PROBLEM TO WORK ON - Among the lines of the records, please find those that contain the word "already" and copy them.
┌─ DATA FOR REVIEW
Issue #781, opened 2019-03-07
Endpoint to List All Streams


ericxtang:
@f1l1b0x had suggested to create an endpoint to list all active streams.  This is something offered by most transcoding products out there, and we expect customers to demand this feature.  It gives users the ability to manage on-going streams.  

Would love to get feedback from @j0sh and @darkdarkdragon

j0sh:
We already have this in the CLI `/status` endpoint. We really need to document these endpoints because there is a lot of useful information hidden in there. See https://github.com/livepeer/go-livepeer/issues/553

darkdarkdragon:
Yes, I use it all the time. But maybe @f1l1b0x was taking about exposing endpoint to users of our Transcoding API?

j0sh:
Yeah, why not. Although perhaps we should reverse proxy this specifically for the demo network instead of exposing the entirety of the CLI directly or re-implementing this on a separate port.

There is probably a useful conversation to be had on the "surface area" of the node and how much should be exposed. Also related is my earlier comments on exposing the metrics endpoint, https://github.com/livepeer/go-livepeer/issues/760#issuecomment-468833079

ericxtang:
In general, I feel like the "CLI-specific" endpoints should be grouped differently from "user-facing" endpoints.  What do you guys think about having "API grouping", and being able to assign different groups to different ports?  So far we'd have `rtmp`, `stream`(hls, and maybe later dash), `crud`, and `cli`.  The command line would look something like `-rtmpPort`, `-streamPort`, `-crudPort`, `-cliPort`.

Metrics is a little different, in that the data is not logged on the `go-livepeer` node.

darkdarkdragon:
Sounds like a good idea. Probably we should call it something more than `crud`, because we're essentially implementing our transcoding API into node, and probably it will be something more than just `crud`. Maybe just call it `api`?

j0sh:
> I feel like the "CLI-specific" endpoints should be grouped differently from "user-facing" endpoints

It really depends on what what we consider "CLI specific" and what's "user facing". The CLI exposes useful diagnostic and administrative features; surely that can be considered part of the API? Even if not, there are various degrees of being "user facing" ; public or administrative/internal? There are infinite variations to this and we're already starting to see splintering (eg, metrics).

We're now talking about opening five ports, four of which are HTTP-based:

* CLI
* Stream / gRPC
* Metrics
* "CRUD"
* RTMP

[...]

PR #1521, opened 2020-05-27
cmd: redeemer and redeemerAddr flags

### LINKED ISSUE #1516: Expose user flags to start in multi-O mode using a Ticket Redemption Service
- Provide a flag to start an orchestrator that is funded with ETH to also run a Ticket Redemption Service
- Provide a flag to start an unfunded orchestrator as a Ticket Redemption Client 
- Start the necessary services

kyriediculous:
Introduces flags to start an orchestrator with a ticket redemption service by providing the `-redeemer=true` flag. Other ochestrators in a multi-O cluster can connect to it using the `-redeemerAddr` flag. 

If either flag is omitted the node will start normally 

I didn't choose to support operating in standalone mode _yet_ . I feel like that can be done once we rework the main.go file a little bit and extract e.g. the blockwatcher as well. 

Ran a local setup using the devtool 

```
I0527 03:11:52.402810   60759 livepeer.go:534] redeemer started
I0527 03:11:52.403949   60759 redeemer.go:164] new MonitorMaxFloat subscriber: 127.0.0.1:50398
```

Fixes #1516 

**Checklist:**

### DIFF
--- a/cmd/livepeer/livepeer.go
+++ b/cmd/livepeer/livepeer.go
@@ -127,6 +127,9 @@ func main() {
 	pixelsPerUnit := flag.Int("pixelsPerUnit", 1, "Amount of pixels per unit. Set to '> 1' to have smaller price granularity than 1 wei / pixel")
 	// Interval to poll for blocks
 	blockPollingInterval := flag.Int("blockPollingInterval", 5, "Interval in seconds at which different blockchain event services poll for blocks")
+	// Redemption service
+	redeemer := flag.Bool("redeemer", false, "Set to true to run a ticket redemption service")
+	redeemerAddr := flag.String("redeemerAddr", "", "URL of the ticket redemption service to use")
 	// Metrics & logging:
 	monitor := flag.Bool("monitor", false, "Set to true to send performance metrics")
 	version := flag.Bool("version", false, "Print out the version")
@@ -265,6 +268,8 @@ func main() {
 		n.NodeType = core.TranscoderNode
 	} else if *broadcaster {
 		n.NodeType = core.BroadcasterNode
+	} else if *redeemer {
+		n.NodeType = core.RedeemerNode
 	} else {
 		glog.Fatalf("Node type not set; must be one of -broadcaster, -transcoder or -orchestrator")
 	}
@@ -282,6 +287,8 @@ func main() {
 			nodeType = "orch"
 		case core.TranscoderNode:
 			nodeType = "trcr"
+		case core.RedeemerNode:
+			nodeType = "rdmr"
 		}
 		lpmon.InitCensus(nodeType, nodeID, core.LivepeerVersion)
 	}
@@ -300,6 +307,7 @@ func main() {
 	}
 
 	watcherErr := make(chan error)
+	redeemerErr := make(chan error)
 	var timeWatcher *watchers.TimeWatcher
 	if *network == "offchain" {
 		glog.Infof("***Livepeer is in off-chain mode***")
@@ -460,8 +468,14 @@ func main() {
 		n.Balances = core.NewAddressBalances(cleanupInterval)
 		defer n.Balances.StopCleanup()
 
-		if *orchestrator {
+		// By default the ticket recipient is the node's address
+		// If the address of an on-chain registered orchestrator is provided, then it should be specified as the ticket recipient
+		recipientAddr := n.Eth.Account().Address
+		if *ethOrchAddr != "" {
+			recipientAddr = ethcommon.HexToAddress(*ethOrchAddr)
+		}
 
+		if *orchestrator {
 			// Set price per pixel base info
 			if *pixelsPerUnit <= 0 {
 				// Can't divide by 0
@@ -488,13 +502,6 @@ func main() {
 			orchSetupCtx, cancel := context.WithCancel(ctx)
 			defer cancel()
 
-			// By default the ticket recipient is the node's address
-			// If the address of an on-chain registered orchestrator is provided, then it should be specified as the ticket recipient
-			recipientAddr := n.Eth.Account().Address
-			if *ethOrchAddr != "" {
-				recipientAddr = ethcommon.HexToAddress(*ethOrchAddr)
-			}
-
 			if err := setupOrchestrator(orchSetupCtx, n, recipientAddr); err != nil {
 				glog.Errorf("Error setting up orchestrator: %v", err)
└─
TASK OUTPUT -
We already have this in the CLI `/status` endpoint. We really need to document these endpoints because there is a lot of useful information hidden in there. See https://github.com/livepeer/go-livepeer/issues/553
It really depends on what what we consider "CLI specific" and what's "user facing". The CLI exposes useful diagnostic and administrative features; surely that can be considered part of the API? Even if not, there are various degrees of being "user facing" ; public or administrative/internal? There are infinite variations to this and we're already starting to see splintering (eg, metrics).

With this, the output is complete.